I've been there too, on both sides of the fence. I'm not saying that sex isn't important it is but to me there are other things that are more important just for my emotional and mental well being.
 
Re: Re: Re: Sad

Spenser41 said:
Thanks Cat, now if some people would just like to post their problems and how they have dealt with it or suggestions, that would be wonderful.

The amazing thing is that ABN_Ranger and I have a lot to say because we've been through a rough period like that... see the beginning of this thread for a basic rundown of that story.

We have come through it on the other side for the better, and have been perfectly willing to explain HOW we managed that, until it was found necessary by someone to advise cutting losses and getting out.

I thought this thread was about decisions couples made. And what they did about those decisions. It is my understanding that once a couple has come to this decision (like ReadyOne said, after all other outlets have been exhausted), that communication has been achieved and the couple would like to stay together because they at least enjoy some form of physical intimacy, be it as little as a hug or something. Sexual problems don't always mean that there is NO physicality whatsoever.

What is your personal knowledge of coping methods?
Well, ReadyOne, as I don't believe that leaving is in fact a coping method but a copout method (do understand before you flame that I AM talking about committed couples who do indeed still love each other as I noted in the previous paragraph), then my personal opinion would turn toward toys.
James posted an inspiring story about a couple. That there is another coping method.
If the love is no longer there, then it becomes a different case.
However, that's not what this thread was posted for.
I would hate to think that my grandparents would get a divorce after almost 66 years of marriage because my grandmother can't really handle sex anymore.

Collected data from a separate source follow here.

PR #2104, opened 2020-09-04
[master] change coredns on workers to deployment

knisbet:
## Description

- Move coredns on worker nodes to be a deployment, creating less instances on the cluster
- Introduce proportional autoscaler, to scale up the worker coredns deployment in relation to current cluster size

## Type of change

## TODOs

- [x] Self-review the change
- [x] Perform manual testing
- [ ] Address review feedback

## Implementation

Overall, the intention is this should help reduce our over provisioning of coredns which is currently a daemonset in our clusters. Looking at the reference Kubernetes addon, the recommendation is one instance per 16 nodes or one instance per 256 cores. 

I ended up generating ladder configuration for the proportional autoscaler because the linear configuration doesn't allow a minimum of 0 nodes (in our case when there are 0 workers in the cluster).

I'm also on the fence on whether we should convert the masters to a deployment as well. We use the master coredns instances as a fallback for query failures on workers, and we don't usually have enough masters to really make a difference here.

One last note, a problem we run into sometimes with a failed node, is that even when drained the node will continue to be included in load balancing for DNS queries. This change won't entirely address this, as we currently tolerate all taints, because we don't know what taints a customer might include in their configuration, but moving off a Daemonset is a step towards addressing this problem. This means we also ignore all kubernetes node health related taints for coredns even as a deployment. Eventually we may need to consider the infrastructure, to tolerate any customer provided taints, but not tolerate any health related taints. 

## Testing done

- Install Cluster
- Expand/Shrink cluster, observe deployment size, including removal of all workers
- Upgrade Cluster
- Rollback of dns-app phase


a-palchikov:
Hmm, seems like all our hooks are implicitly assigned the `coredns` psp and the robotest image ends up with the `echoserver` running with the new `cluster-proportional-autoscaler` psp and failing.

assets/dns-app/hooks/entrypoint.sh
```diff
@@ -6,6 +6,9 @@ if [ $1 = "update" ]; then
     echo "Updating resources"
     rig upsert -f /var/lib/gravity/resources/dns.yaml
 
+    echo "Deleting coredns daemonset that has been replaced by a deployment"
+    rig delete ds/coredns-worker --resource-namespace=kube-system --force
```
r0mant, line 10: When this executes during an upgrade, workers will be falling back to coredns pods running on masters before the new deployment comes up, correct?

assets/dns-app/resources/dns.yaml
```diff
@@ -289,3 +305,685 @@ spec:
...
+        [ 4080, 256 ]
+      ]
+    }
+---
+apiVersion: apps/v1
+kind: Deployment
+metadata:
+  name: autoscaler-coredns-worker
+  namespace: kube-system
+  labels:
```
r0mant, line 954: I would also mark it with `gravitational.io/critical-pod` label to make sure gravity status shows if there's a problem with it, e.g. like https://github.com/gravitational/gravity/blob/master/assets/site-app/resources/site.yaml#L117.

assets/dns-app/resources/dns.yaml
```diff
@@ -289,3 +305,685 @@ spec:
...
+    k8s-app: autoscaler-coredns-worker
+spec:
```
r0mant, line 956: Should we also include a priority class?

assets/dns-app/resources/dns.yaml
```diff
@@ -289,3 +305,685 @@ spec:
...
+      tolerations:
+        - operator: "Exists"
+      containers:
+        - image: k8s.gcr.io/cpa/cluster-proportional-autoscaler-amd64:1.8.3
+          name: autoscaler
+          command:
+            - /cluster-proportional-autoscaler
+            - --namespace=kube-system
+            - --configmap=autoscaler-coredns-worker
+            - --target=deployment/coredns-worker
```
r0mant, line 976: So I'm curious, do you know what the usual deployment model with this autoscaler is? I.e. if we want to use it for some other component (e.g. prometheus in monitoring-app), would we need to deploy another instance of autoscaler specifically for monitoring, or reuse this one (like, add another config or something).

If it's supposed to be reused, I'm wondering if it would make sense instead of bundling it with dns make it a separate system level application ("autoscaler-app") and have specific apps that need its functionality just create their configurations.

assets/dns-app/resources/dns.yaml
```diff
@@ -289,3 +305,685 @@ spec:
   - name: metrics
     port: 9153
     protocol: TCP
+#
+# Cluster Proportional Autoscaler
+# Scale the coredns deployment proportionally to the cluster size
+# https://github.com/kubernetes-sigs/cluster-proportional-autoscaler
+# https://github.com/kubernetes-sigs/cluster-proportional-autoscaler/tree/master/examples
```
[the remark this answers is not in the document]
knisbet: I don't believe that's relevant in this case, which is basically a link to the project homepage, and an examples subdirectory, not a specific view of code.

assets/dns-app/hooks/entrypoint.sh
knisbet: It might race a bit. The deployment is created first on line 6, but will only wait for the autoscaler to be scheduled, as we don't know here if the cluster has workers. Once the autosacler starts, it'll scale up the deployment appropriately. 

Whether the delete executes before the deployment pods get created I'm not sure, which would mean timeouts/errors to the worker service, and then yes fallback to the master service until the pods come up.

assets/dns-app/resources/dns.yaml
knisbet: AFAIK we would need to deploy another instance... that targets the specific deployment. So it makes sense to bundle the autoscaler with the configuration its scaling. IE. If I wanted to scale both workers and masters, I would need to deploy 2x auto scalers targeting each deployment individually.

This is why I included it within coredns, and means we should be careful to bump in multiple repos... although it's not the end of the world if we get into a situation where we have multiple versions.

assets/dns-app/resources/dns.yaml
knisbet: Yea I'm on the fence about that one. The autoscaler isn't really a critical pod, so I'm not sure it should be treated as critical, and I don't think we've really planned out a non-critical system for our stuff and customers deployments to interact with.

a-palchikov (approved):

PR #4112, opened 2015-09-27
Fix compiler crash with renamed destrucured params with defaults

lydell:
`({a = 1}) ->` and `({a: b}) ->` worked, but not the combination of the two:
`({a: b = 1}) ->`. That destrucuring worked for normal assignments, though:
`{a: b = 1} = c`. This commit fixes the param case.

### DIFF
--- a/src/nodes.coffee
+++ b/src/nodes.coffee
@@ -1532,6 +1532,9 @@ exports.Param = class Param extends Base
         obj = obj.variable
       # * assignments within destructured parameters `{foo:bar}`
       if obj instanceof Assign
+        # ... possibly with a default value
+        if obj.value instanceof Assign
+          obj = obj.value
         @eachName iterator, obj.value.unwrap()
       # * splats within destructured parameters `[xs...]`
       else if obj instanceof Splat
--- a/lib/coffee-script/nodes.js
+++ b/lib/coffee-script/nodes.js
@@ -2169,6 +2169,9 @@
           obj = obj.variable;
         }
         if (obj instanceof Assign) {
+          if (obj.value instanceof Assign) {
+            obj = obj.value;
+          }
           this.eachName(iterator, obj.value.unwrap());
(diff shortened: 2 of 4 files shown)


src/nodes.coffee
```diff
@@ -1532,6 +1532,9 @@ exports.Param = class Param extends Base
         obj = obj.variable
       # * assignments within destructured parameters `{foo:bar}`
       if obj instanceof Assign
+        # ... possibly with a default value
+        if obj.value instanceof Assign
```
vendethiel: what happens with, say, `({a = b = 1}) ->`?

```
$ coffee -bpe '({a = b = 1}) ->'
(function(arg) {
  var a, b, ref;
  a = (ref = arg.a) != null ? ref : b = 1;
});
```

Ouch. Good catch. But it has nothing to do with this PR. I’ll fix it in another :)

lydell: It’s actually not a bug. It means `({a = (b = 1)}) ->`. That’s valid in JavaScript too.

vendethiel: No, I was just wondering if this nesting of checks were going to break this one. We should probably have tests for this behavior, though, if it's meant to exist...

vendethiel: You could argue it's **very** weird the first `=` has `?` semantics, when the second one doesn't (I guess it's why @satyr made `?` work in coco, huh.)

lydell: @vendethiel It’s no more weird than `(a = b = 1) ->`, which has been around for ages.

I’ll add a test, then.

lydell: Test added.

vendethiel: > which has been around for ages.

Yes, coco "changed" this one

lydell:
Could we try to merge this tiny bugfix? I have real-world code that breaks due to it.

PR #4120, opened 2015-10-02
Small repl fixes

zapu:
Removed a test in `repl.coffee` that fails in newer node version, because node repl behavior changed.

Removed unnecessary parenthesis unwrapping in repl.

### DIFF
--- a/lib/coffee-script/repl.js
+++ b/lib/coffee-script/repl.js
@@ -21,7 +21,6 @@
     "eval": function(input, context, filename, cb) {
       var Assign, Block, Literal, Value, ast, err, js, ref1, referencedVars, token, tokens;
       input = input.replace(/\uFF00/g, '\n');
-      input = input.replace(/^\(([\s\S]*)\n\)$/m, '$1');
       ref1 = require('./nodes'), Block = ref1.Block, Assign = ref1.Assign, Value = ref1.Value, Literal = ref1.Literal;
       try {
         tokens = CoffeeScript.tokens(input);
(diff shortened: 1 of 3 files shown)


michaelficarra:
This has to continue working in old versions of node, though.

zapu:
I was thinking about that too, because the same applies to the removed test - it's actually useful with node version that has the behavior described.

The changes are not very bleeding edge though, I can't easily deduct when those differences first occurred in node.js, but shouldn't people on very old node versions just use old coffee-script?

michaelficarra:
I don't see why this won't continue to work in new versions, though. If there's no wrapper, it won't strip anything.

zapu:
Oh, the unwrapping is completely fine, removing it is more of a code cleanup than fixing anything.

The broken test, however, affects new versions. I'll try to investigate what exactly has changed there, I have v0.10 installed as well and it prints undefined for empty statements, as well as for calls that return undefined.

```
» node --version
v0.10.35

» node
> console.log('test')
test
undefined
>
```

michaelficarra:
We should just bail out early and immediately prompt again if we get an empty (besides whitespace) input. Expressions that produce an undefined value should still show `undefined`.

carlsmith:
It's really helpful to not print anything when the value is undefined. If you work interactively, you want helper functions that work like coreutils, which equates to outputting something to stdout, then returning undefined.

If Python printed None values interactively, then `print "hello"` would print...

    hello
    None

In Coffee, we have the advantage of having two null values, `null` for explicit nothing, and `undefined` for a valueless value. It makes a lot of sense to print null values, but not undefined ones interactively. From doing a lot with IPython, I personally wish Python had two kinds of Null type value, specifically for shell stuff.

zapu:
What about skipping certain tests (or having different versions of a test) based on node version? Would this work?

zapu:
This looks fixed in node v6.2.1. Something must have changed in the meantime, sorry for keeping this pull request open.

PR #4126, opened 2015-10-14
Add incrementing index to make sourceURL unique

deram:
Firefox debugging with source maps and multiple in browser transpiled coffeescript segments fails miserably.
Adding index helps debugger to be able to use breakpoints etc.


GeoffreyBooth:
Fixed in the `2` branch.

PR #4135, opened 2015-10-24
Allow `throw null`

alxarch:
Throwing `null` results in a `TypeError` due to a property check in `helpers.updateSyntaxError` and an `err.stack` access in `command.compileScript()`

### DIFF
--- a/test/exception_handling.coffee
+++ b/test/exception_handling.coffee
@@ -140,3 +140,10 @@ test "parameter-less catch clause", ->
   try throw new Error 'failed' catch finally ok true
 
   ok try throw new Error 'failed' catch then true
+
+test "Allow throwing `null`", ->
+	try
+		throw null
+	catch err
+		error = err
+	ok error is null
--- a/test/helpers.coffee
+++ b/test/helpers.coffee
@@ -2,7 +2,7 @@
 # -------
 
 # pull the helpers from `CoffeeScript.helpers` into local variables
-{starts, ends, repeat, compact, count, merge, extend, flatten, del, baseFileName} = CoffeeScript.helpers
+{starts, ends, repeat, compact, count, merge, extend, flatten, del, baseFileName, updateSyntaxError} = CoffeeScript.helpers
 
 
 # `starts`
@@ -123,3 +123,6 @@ test "the `baseFileName` helper returns the file name to write to", ->
     name = baseFileName sourceFileName, yes
     filename = name + ext
     eq filename, expectedFileName
+
+test "the `updateSyntaxError` helper handles `null` argument", ->
+    eq null, updateSyntaxError null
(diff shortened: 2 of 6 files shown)


test/helpers.coffee
```diff
@@ -123,3 +123,11 @@ test "the `baseFileName` helper returns the file name to write to", ->
     name = baseFileName sourceFileName, yes
     filename = name + ext
     eq filename, expectedFileName
+
+test "the `updateSyntaxError` helper allows `throw null`", ->
+    try
+        error = updateSyntaxError null
+    catch err
+        error = err
+        console.error err.stack
```
michaelficarra: What is this?

michaelficarra:
Please squash your commits.

test/helpers.coffee
alxarch: Just added a test to ensure the updateSyntaxHelper does not block null throwing in the future

alxarch:
@michaelficarra I squashed the commits as you requested

alxarch:
@michaelficarra I was thinking of a more generic test executing `throw null` and testing the coffeescript interpreter response. Is there a place for such tests somewhere?

test/helpers.coffee
```diff
@@ -123,3 +123,10 @@ test "the `baseFileName` helper returns the file name to write to", ->
     name = baseFileName sourceFileName, yes
     filename = name + ext
     eq filename, expectedFileName
+
+test "the `updateSyntaxError` helper allows `throw null`", ->
```
lydell: Couldn’t this whole test be replaced by `eq null, updateSyntaxError null`?

alxarch: Without the try/catch the previous code would throw a `TypeError` that would not be caught in a tidy fashion from the test. If this is not considered an issue I can change it. I think a better place for testing this fix is `test/exception_handling.coffee` with a simple `throws (->throw null), null`. Should I proceed thus?

vendethiel:
LGTM. @lydell @michaelficarra ?

test/exception_handling.coffee
```diff
@@ -140,3 +140,10 @@ test "parameter-less catch clause", ->
   try throw new Error 'failed' catch finally ok true
 
   ok try throw new Error 'failed' catch then true
+
+test "Allow throwing `null`", ->
+	try
```
michaelficarra: This indentation is off.

test/exception_handling.coffee
```diff
@@ -140,3 +140,10 @@ test "parameter-less catch clause", ->
   try throw new Error 'failed' catch finally ok true
 
   ok try throw new Error 'failed' catch then true
+
+test "Allow throwing `null`", ->
```
michaelficarra: Would this test have failed without your changes? Did you try it?

Issue #3949, opened 2015-04-17
Proposal: Allow splats as last expressions of loops


connec:
This would solve some of the past issues to do with nested array comprehensions, and in general makes flat-map type transformations easier to write.

``` coffee
array... for array in array_of_arrays
# // Unchanged
# for (i = 0, len = array_of_arrays.length; i < len; i++) {
#   array = array_of_arrays[i];
#   array;
# }

result = array... for array in array_of_arrays
# Unchanged ("error: unexpected ...", or more specific error, maybe)

result = (array... for array in array_of_arrays)
# result = (function() {
#   var i, len, results;
#   results = [];
#   for (i = 0, len = array_of_arrays.length; i < len; i++) {
#     array = array_of_arrays[i];
#     results.push.apply(results, array);
#   }
#   return results;
# })();

result = for i in [0..2] then ( [i, j] for j in [0..2] )...
# result = (function() {
#   var k, results;
#   results = [];
#   for (i = k = 0; k <= 2; i = ++k) {
#     results.push.apply(results, ((function() {
#       var l, results1;
#       results1 = [];
#       for (j = l = 0; l <= 2; j = ++l) {
#         results1.push([i, j]);
#       }
#       return results1;
#     })()));
#   }
#   return results;
# })();

result = for array in array_of_arrays
  if array.length > 5
    array...
  else
    array
# result = (function() {
#   var i, len, results;
#   results = [];
#   for (i = 0, len = array_of_arrays.length; i < len; i++) {
#     array = array_of_arrays[i];
#     if (array.length > 5) {
#       results.push.apply(results, array);
#     } else {
#       results.push(array);
#     }
#   }
#   return results;
# })();
```

lydell:
Cool idea!

DylanPiercey:
+1

GeoffreyBooth:
Closing due to lack of interest.

snarlynarwhal:
The spread operator is quite useful when using the [mapGetters helper of Vuex](https://vuex.vuejs.org/en/getters.html).

PR #4136, opened 2015-10-25
Support splats at the end of loop bodies

connec:
I decided to take a stab at implementing #3949 and allow splats to occur at the end of loop bodies, allowing you to 'flat map' within a comprehension:

``` coffee
for a in [1..3]
  (a * b for b in [1..3])...
# [ 1, 2, 3, 2, 4, 6, 3, 6, 9 ]
```

**Compiling**

As splats will now parse almost anywhere, a `safe` flag has been added to the `Splat` node.  If this is not true, then calling `splat.compileToFragments` will throw a parse error: "Splats are not allowed here".  This is used when building a splat param.

For the same reason, `Splat` no longer implements `unwrap` (we want to compile the splat itself, no longer just the name).

In other cases, consumers of splats need to call `compileSplat` instead of `compileToFragments` (currently only `Splat` itself, as all other access happens through `Splat.compileSplattedArray`).

**Parsing**

My first instinct was to add `Splat` as a branch of `Expression`, however this leads to ambiguity.  After some trial and error, adding `Splat` as another branch of `Line` produces an unambiguous grammar.  I'm not terribly happy with how it parses, some issues include:
- You can splat a comprehension without parentheses:
  
  ```
  for a in [1..3]
    a * b for b in [1..3]...
  # actual: [ 1, 2, 3, 2, 4, 6, 3, 6, 9 ]
  # desired: Splats are not allowed here
  # [1..3]...
  # ^^^^^^^^^
  ```
- You **must** use parentheses when using postfix:
  
  ```
  arrayOfArrays = [ [ 1, 2 ], [ 3, 4 ] ]
  array... for array in arrayOfArrays
  # actual: unexpected for
  # array... for array in arrayOfArrays
  #          ^^^
  # desired: [ 1, 2, 3, 4 ]
  ```

Any hints at how to tackle this?


vendethiel:
Mh, this needs to go through @jashkenas 's approval first. I'm not too happy with it being in Line, but it seems [Splat is actually enough of a special case that it's not an expression, it's explicitly in `arg`](https://github.com/connec/coffeescript/blob/splats-in-loops/src/grammar.coffee#L418)

connec:
Sure, I appreciate this is a new language feature, and so needs review.  I just wanted to help the discussion with a sample implementation.

I missed the `Arg` case, at least it's consistent then :)

vendethiel:
Could you add a test to make sure

```
for a in b
  (a * b for b in [1..3])...
  1
```

fails?

connec:
Good shout. I'll rebase and add that in soon.

Still looking for feedback about the implementation, and/or usefulness 😛

vendethiel:
I definitely like the idea.

edemaine:
[Unearthing this via #4384]  What about putting Splat into Statement instead of Line?  As far as I can see, that would fix the second issue you list.

Ultimately, though, I think it might make sense to move this into Expression, so that we can use precedence to deal with your first issue.  We'd need to remove other scenarios where Splat is special-cased (like Arg) to remove the ambiguity, but it should be possible.

jashkenas:
Sorry, bud, but — this looks medium-to-highly problematic to me!

I agree that splatting out a comprehension is a neat use case.

But comprehensions are just expressions (as you note) — and splatting out an arbitrary expression doesn't make sense for most values, and isn't something we can distinguish at compile time. Because of that, there isn't going to be a good way to parse this syntax. To do what you're looking for, you'd have to add it to the `FOR` syntax somewhere.

And I don't think it's a good enough use-case to merit special syntax. It's rare, and learning when to use it is more onerous than just writing it out. This already works:


list = []
list.push(a * b) for a in [1..3] for b in [1..3]

connec:
That sounds fair enough. I think it *is* something we could work out at compile time, but it would need some sort of mechanism like `makeReturn` that forces every node to be aware that it might one day be splatted, which would definitely be too many shenanigans.

#4384 already captures the alternative of adding it to the `FOR` syntax.

jashkenas:
> it would need some sort of mechanism like makeReturn that forces every node to be aware that it might one day be splatted, which would definitely be too many shenanigans.

Right, but even then — almost every node can be returned. Very few nodes can be unsplatted.

edemaine:
Following up on @jashkenas's suggestion to modify `for`, what about the following changes to the grammar?

```coffeescript
  For: [
    o 'Statement  ForBody',                     -> new For $1, $2
    o 'Expression ForBody',                     -> new For $1, $2
    o 'Splat      ForBody',                     -> new For $1, $2  ## NEW
    o 'ForBody    SplatBlock',                  -> new For $2, $1  ## CHANGED
  ]
  ...
  SplatBlock: [  ## NEW
    o 'INDENT OUTDENT',                         -> new Block
    o 'INDENT SplatBody OUTDENT',               -> $2
  ]
  SplatBody: [  ## NEW
    o 'Body',                                   -> $1
    o 'Splat',                                  -> Block.wrap [$1]
    o 'Body TERMINATOR Splat',                  -> $1.push $3
  ]
```

Admittedly, I haven't for ambiguity, but I think it should be resolvable...  (This doesn't support `return splat...`, but does support it at the end of a `for` block.)

jashkenas:
> Following up on @jashkenas's suggestion to modify for, what about the following changes to the grammar?

That's not actually a suggestion. For a use case that can be easily, and more clearly written as:

```coffeescript
list = []
list.push(a * b) for a in [1..3] for b in [1..3]
```

It ain't worth adding a new form of **for** for everyone to learn. Come up with a more compelling example that occurs with regularity in real-world code, and it would be more reasonable.

edemaine:
I'm not sure they're going to get much more complicated, but here's some real (geometry) code I wrote last week which got me interested in this issue:

```coffeescript
## Find all intersections between list of polygons and given halfspace.
intersectPolygons = (polygons, halfspace) ->
  all = []
  for polygon in polygons
    some = intersectPolygon polygon, halfspace
    all.push some...
  all
```

In my opinion, this would be a lot cleaner as

```coffeescript
## Find all intersections between list of polygons and given halfspace.
intersectPolygons = (polygons, halfspace) ->
  for polygon in polygons
    intersectPolygon(polygon, halfspace)...
```

Another example from the same codebase (which is what spurred #4384):

```coffeescript
  endpoints = []
  for path in paths
    continue unless path.length
    endpoints.push path
    endpoints.push path[..].reverse()
```

which could rewrite to

```coffeescript
  endpoints = for path in paths
    continue unless path.length
    [
      path
      path[..].reverse()
    ]...
```

or

```coffeescript
  endpoints = [path, path[..].reverse()]... for path in paths when path.length
```

(This example gets more interesting if we get fancy with optimization: in the special case of array literal splat, we can directly give the arguments to `push` instead of forming a list and then unsplatting.)

But this notation is never really going to save much more space than a few lines, just like the existing `for` return value accumulation.  I like it because it's an intuitive extension of that accumulation -- it feels natural to be able to automatically `result.push returnValue...` just as you can currently `result.push returnValue`.  But I understand if you feel it's too complicated to learn.

jashkenas:
> But I understand if you feel it's too complicated to learn.

I do. And I also think that — for your second example in particular, that the first version is much easier to understand than the second one.

A nice cleanup — depending on how perf-critical these paths are, is a use of a `flatten` function for these cases:

```coffeescript
intersectPolygons = (polygons, halfspace) ->
  flatten(intersectPolygon(poly, halfspace) for poly in polygons)
```

```coffeescript
endpoints = flatten([path, path[..].reverse()] for path in paths when path.length)
```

SexToyJenn, what I got from your post was that in your sexless marriage, there was also a lack of communication (that encouraged the lack of sex) that contributed to the dissolution.
You were lacking a lot more than sex... you were missing quality time.

Where I disagree with so many people here, and also don't think some stories are really helping this particular thread is this:

So many stories that have come up here have talked about how this and that AND the sex was bad. Well, what if everything else is fine? Seriously! What if you still have a bunch in common, you still love sleeping next to this person every night, you still enjoy spending tons of time with them, you still enjoy being married to them, and the sex has been flushed down the toilet? You've talked about it with each other, cried about it with each other, and decided that there's going to have to be a different solution than just celibacy. You have great memories with this person and WANT TO MAKE MORE. But something is wrong, it can't be figured out medically (or at least without way too much out of pocket expense), and now you're at a standstill.

Of COURSE there will be a point at which one or both partners wonder what would have happened if they had moved on instead of pursuing a relationship with each other. But that's part of a healthy relationship, believe it or not.

As I said in the very first reply to this thread, no one can speak for another's experience. Something like this can have NO generalizations. Perhaps ReadyOne is or knows someone who is getting to this point in their relationship. Cutting out is an obvious option. But if the couple in question does NOT want to do that, then they will look for other options, methods of coping, in order to be able to preserve an otherwise excellent relationship.

This is where the true (IMO) meat of the thread is.
Sex is an issue for them, but for whatever reason, they have decided the issue won't be a reason for them to break up. Instead, they are (trying to) find some way to cope.
Okay, so we have established that the couple does NOT want to end their union. So let's cut the 'cut loose' crap, and actually try to come up with real help.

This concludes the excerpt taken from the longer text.